De cualquier forma, en lo que concierne a los sobrinos Oblitas Paredes, cabe recordar que Rubdel fue mencionado por Karelim López como parte de la supuesta mafia que orientaba obras desde el Ministerio de Transportes y Comunicaciones, mientras que Fany obtuvo recientemente contratos con ese mismo ministerio por S/18.000.
En lo que toca a los sobrinos de cariño, por otra parte, basta pasear la mirada por las bancadas de la hipotética oposición en el Congreso para detectarlos. En la guardería de Acción Popular, abundan. Y en Podemos Perú, Alianza para el Progreso y Somos Perú asoman ya sin rubor y casi agitando el documento que los acredita como tales.

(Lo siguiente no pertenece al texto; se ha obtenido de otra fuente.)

PR #263, opened 2022-07-11
Bug/esp fleeing time

### LINKED ISSUE #249: Time running fast
# What is not working?
I noticed the time on the watch running fast.
When synchronizing the time using wifi, the time is set correctly again.
On the debug screen I noticed 2 values for the seconds. The ESP32 value and the DS3231MA.
The ESP32 value is the one running fast.

# How to reproduce this
- Synchronize the time using wifi.
- Wait for any amount of time. The longer you wait, the longer the time difference will be.

# What should happen instead?
- I expect the time to not run fast.
- I expected the time to be read from the DS3231MA / be synchronized with the DS3231MA value more.

# Environment
- **Model** Light Edition [e.g. Light Edition]
- **OSW-OS** Code cloned from master branch 19-06-2022

# Additional context
This issue started after having uploaded a new version of the OSW software.
Since this was not an issue with previous software versions, I do not think this is a hardware issue.

simonmicro:
Fixes #249 - hopefully?

### DIFF
--- a/include/devices/esp32.h
+++ b/include/devices/esp32.h
@@ -10,7 +10,7 @@ class NativeESP32 : public OswTemperatureProvider, public OswTimeProvider {
     virtual ~NativeESP32() {};
 
     virtual void setup() override;
-    virtual void update() override {};
+    virtual void update() override;
     virtual void reset() override {};
     virtual void stop() override {};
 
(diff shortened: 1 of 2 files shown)


RuffaloLavoisier:
Can't we fix it with periodic NTP updates?

simonmicro:
> Can't we fix it with periodic NTP updates?

Yes, for that you can just use the "auto updatr on wifi" inside the webgui-setting. But this wn't work if the watch just started and has no network (yet). So this just resyncs with the extra RTC...

PR #266, opened 2022-07-13
OSW-settingBrightness : refactoring and add in debug part

RuffaloLavoisier:


simonmicro (approved):

RuffaloLavoisier (commented):
LTGM

RuffaloLavoisier:
control_diplay_osw

Brightness icon.

src/apps/watchfaces/OswAppWatchfaceMix.cpp
```diff
@@ -93,23 +93,37 @@ void OswAppWatchfaceMix::digitalWatchDisplay() {
...
-    if (hal->btnHasGoneDown(BUTTON_3)) {
-        hal->increaseBrightness(25);
+    if (hal->btnIsDown(BUTTON_3) && hal->btnHasGoneDown(BUTTON_2)) {
+        buttonMode = (buttonMode + 1) % 2;
     }
-    if (hal->btnHasGoneDown(BUTTON_2)) {
-        hal->decreaseBrightness(25);
+    ui->watchfaceBrightnessControlMode = buttonMode;
+
+    switch (buttonMode) {
```
simonmicro, line 107: This would require every app to also have this `switch`-statement in it by itself. I think this will make future extension pretty hard! How about you create a static method inside the watchface / UI class, which handles the buttons and expects e.g. a callback for an additional button mode called "app-specific" or "other" or "custom". If the user selects this mode (own icon?), the callback is just being called whenever the static method is being executed from the app.

src/osw_ui.cpp
```diff
@@ -101,6 +101,9 @@ void OswUI::loop(OswAppSwitcher& mainAppSwitcher, uint16_t& mainAppIndex) {
             // Only draw on first face if enabled, or on all others
             if ((mainAppIndex == 0 && OswConfigAllKeys::settingDisplayOverlaysOnWatchScreen.get()) || mainAppIndex != 0)
                 drawOverlays();
+        if (mainAppIndex == 0 && watchfaceBrightnessControlMode == 0) {
```
simonmicro, line 104: :exclamation: This belongs into the overlay function `drawOverlays()`. Not here.

PR #271, opened 2022-07-20
Fixed Lightsleep not working properly 

Gladox114:
Fixed Lightsleep not working properly with really really long enough button press as it switches to the next app because doSwitch is still true form LONG_PRESS.

### DIFF
--- a/src/apps/main/switcher.cpp
+++ b/src/apps/main/switcher.cpp
@@ -39,13 +39,16 @@ void OswAppSwitcher::loop() {
         }
     }
 
+    bool sleeping = false;
+
     // do action only once the button goes up
     if (hal->btnHasGoneUp(_btn)) {
         if (_doSleep) {
             _doSleep = false;
+            _doSwitch = false; // if lightsleep is enabled then doSwitch is still true and will be used the next time.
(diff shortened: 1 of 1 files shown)


src/apps/main/switcher.cpp
```diff
@@ -43,9 +43,10 @@ void OswAppSwitcher::loop() {
     if (hal->btnHasGoneUp(_btn)) {
         if (_doSleep) {
             _doSleep = false;
+            _doSwitch = false; // if lightsleep is enabled then doSwitch is still true and will be used the next time.
+            sleeping = true; // because in lightsleep the next _app will use the button and switch the app which isn't what we want
```
RuffaloLavoisier, line 47: Not declared, and it should prevent initialization when it wake up.

RuffaloLavoisier (changes requested):

src/apps/main/switcher.cpp
Gladox114: Whoops I forgot to add the sleeping variable initialization as I worked with two different forks and just drag and dropped my changes.

Gladox114:
I just reopen it as I don't know how to do it properly.

RuffaloLavoisier:
@Gladox114 
If you have any difficulties, ping, don't waste your pointless PR .

PR #297, opened 2022-09-27
Fix warnings

jessp01:
Fix `ISO C++ says that these are ambiguous, even though the worst conversion for the first is better than the worst conversion for the second` warnings.


RuffaloLavoisier (changes requested):
Thank you for your contribution and finding the error :+1: 
Could you briefly write in the message what you fixed in the code? What have you improved or modified?
We want to write the key points while simplifying the commit message for changes or for future maintenance.

uvwxy:
Thank you @jessp01 !

If you squash the commits into one (as the last two are merely cleanup of the first), this should be ready to be merged.

(I'm not familiar enough with c++ at this point to understand the warning, but maybe this led to this in the first place ;) )

If you need any input to do this, please let us know. 👍

simonmicro:
@jessp01 Hey, thanks for patching this. I've not done that myself, as I wanted to squash the problem at its root and note by merely work-arounding the symptoms. I'll take a look into this by myself again, but maybe we'll just go with this instead.

src/osw_config.cpp
```diff
@@ -143,7 +143,9 @@ void OswConfig::parseDataJSON(const char* json) {
                 break;
             }
         if (!key) {
-            Serial.println("WARNING: Unknown key id \"" + entryId + "\" provided -> ignoring...");
+            Serial.print("WARNING: Unknown key id \""); 
+	    Serial.print(entryId);
```
simonmicro, line 147: Wrong indentation.

simonmicro (changes requested):

simonmicro:
And yes, as @uvwxy already mentioned - whoever merges this: Please squash the commits!

_Maybe this is a note to my future-self, which will 100% ignore this..._

simonmicro:
And therefore 97e0f200c3843b39467ad172afee609b47200cc1 is the proper fix. Thanks for your attempt to fix this, it was just at the wrong place. :grin:

PR #7, opened 2017-06-05
JVM interface

phi-dbq:

1. Register standard single UDF and composition of UDFs
2. Register UDFs from TensorFlow graph and execute
3. Export JVM Spark instances 
   1. Provide access to SparkSession, SparkContext and SQLContext
   2. Export utility functions for converting various collections

## How is this patch tested?

- [ ] Unit tests
- [ ] Integration tests
- [x] Manual tests


python/sparkdl/utils.py
```diff
@@ -20,38 +21,64 @@
...
 
-ENTRYPOINT_CLASSNAME = "com.databricks.sparkdl.python.PythonInterface"
-
 logger = logging.getLogger('sparkdl')
 
-def _java_api_sql(javaClassName, sqlCtx = None):
-    """
-    Loads the PythonInterface object (lazily, because the spark context needs to be initialized
-    first).
+class JVMAPI(object):
```
MrBago: Sometimes it can be useful to create a namespace, but in this case I'd actually move it into it's own module. It should be cleaner that way. For example within the module you can drop the cls in statements like `cls._curr_sc()._jvm` and use `_curr_sc()._jvm`. You'll also get the benefits of a namespace, if you call the file `jvmapi.py` you'll use `jvmapi.for_class` and so on.

phi-dbq:
closing this as it is duplicate of [#15]

PR #11, opened 2017-06-06
Replace test images with images from Getty's Open Content Program.

MrBago:


sueann:
I'm guessing the tests run? Non-art images are probably better, but I think it's okay as long as the tests run.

Detengámonos, por ejemplo, en la votación de la censura al ministro de Salud, Hernán Condori. La carrera relámpago de la chacra a la olla del médico brujo –el hombre duró menos de dos meses en la cartera– estuvo cantada desde que se ciñó el fajín. Su currículum, digamos, profesional y los videos que había protagonizado antes de incorporarse al Gabinete eran suficientes para anticipar que, a la primera ocasión, una mayoría de la representación nacional le bajaría el dedo. Pero él se las ingenió para sumar a esos estigmas otros relacionados con demoras en la vacunación contra el COVID-19 y renuncias de valiosos funcionarios del sector que no quisieron avalar con su presencia una gestión tan vergonzosa. Aun así, sin embargo, hubo legisladores de las referidas bancadas que no tuvieron empacho en jugársela hasta el final por Condori, con argumentos como el de no caer “en la presión de la prensa mediática” que pretendería llevar este gobierno “al caos”. Habría que haberle hecho notar, en realidad, que nadie puede ser llevado a una situación en la que ya se encuentra.
–Parte y reparte–
De cualquier forma, el curandero de marras acabó censurado, pero el episodio levanta varias preguntas. La primera: ¿cómo se las arregla el presidente para tener a tanto niño bien dispuesto a convertirse en su sobrino? Y la respuesta, en verdad, no es tan difícil de adivinar: compartiendo con ellos las tortas a las que, en su condición de primer tío de la nación, está en posición de meterles cuchillo. De hecho, la aspirante a colaboradora eficaz Karelim López ha dado ya una idea de cómo podría haber funcionado aquello, y la circunstancia de que sea una especialista en fiestas infantiles parece otorgarle una cierta autoridad en la materia.
Responder a la segunda interrogante, en cambio, supone internarse en terrenos más pantanosos. ¿Se limita el profesor a cortar las porciones de torta y distribuirlas entre sus consentidos a cambio de respaldo político? La solución a esa pregunta la conoceremos de seguro más temprano que tarde. Pero, en salvaguarda de la memoria del Tío Johnny, hay que aclarar mientras tanto que no es lo mismo un tío que se las trae que uno que se las lleva.